This summer, people of South Louisiana will enjoy their favorite outdoor activities, such as barbecuing, camping, and of course, fishing. Many will enter their boats in the early mornings, with rod and reel in hand, and depart for our beautiful and bountiful waters. Dularge native Jean Marmande, will be enjoying this Louisiana pastime, but in a pretty unique way. He will be underwater in scuba gear, with a spear gun in his hand, swimming among the friends and foes of Gulf marine life. 

Jean started spearfishing in 1997, after he took diver certification courses his freshman year of college.
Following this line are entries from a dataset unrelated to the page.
PR #587, opened 2023-08-03
Add ctx-based sha384 driver impl

jhand2:
Add a set of APIs to the sha384 driver to avoid needing a persistent reference to the driver.

These APIs hold all state in a context struct which is then passed the the sha384 driver to operate on it. This greatly simplifies lifetime/borrow management of long-running hash operations. It is also safe to have multiple active contexts at the same time (assuming single-threaded execution).

This PR leaves the existing set of op-based APIs in place to avoid changing ROM. This new set of APIs is primarily intended to be used in runtime firmware.

### DIFF
--- a/drivers/src/sha384.rs
+++ b/drivers/src/sha384.rs
@@ -32,6 +32,37 @@ pub struct Sha384 {
     sha512: Sha512Reg,
 }
 
+pub struct Sha384Ctx {
+    buf: [u8; SHA384_BLOCK_BYTE_SIZE],
+    buf_idx: usize,
+    data_size: usize,
+    state: Sha384DigestState,
+}
+
+impl Default for Sha384Ctx {
+    fn default() -> Self {
+        Self {
+            buf: [0u8; SHA384_BLOCK_BYTE_SIZE],
+            buf_idx: 0,
+            data_size: 0,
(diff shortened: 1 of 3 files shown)


drivers/src/sha384.rs
```diff
@@ -57,6 +86,63 @@ impl Sha384 {
         Ok(op)
     }
 
+    /// Update the digest with data
+    ///
+    /// # Arguments
+    ///
+    /// * `data` - Data to used to update the digest
+    pub fn update_ctx(&mut self, ctx: &mut Sha384Ctx, data: &[u8]) -> CaliptraResult<()> {
```
jhand2, line 94: These implementation are mostly copied from the Op-API. If we want I can update that API to use these. I just didn't want to mess too much with driver functions that ROM is using.

korran: For code-size in binaries that use both APIs, it makes sense to combine. But like you say there may be some pushback there....

korran:
FYI, I'm hoping that this PR isn't necessary, as it should be possible to use the ownership API.

jhand2:
Dropping this PR, I don't think it really works as I've described anyway. I'll try to find another way to make this work.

He and a group of friends from high school began to get into the sport of spearfishing, which Jean continues today. 

He and his current scuba partners start their overnight trips with two hours of preparation before the boat takes off from his camp in Dulac. During the preparation, they load their 16-18 scuba tanks, food, and drinks as well as getting the boat ready. From there, it’s usually a two and half to three-hour boat ride until their first dive. They dive 50-100 miles away from shore. 

“If you try to do everything that we one do on a dive trip in a day’s time, it’s just almost impossible,” says Jean, “When we return, we have about two to three hours of cleaning the fish and the boat. It’s not something where you can just get on the boat and take off. It’s a lot of prep-work before hand and after.”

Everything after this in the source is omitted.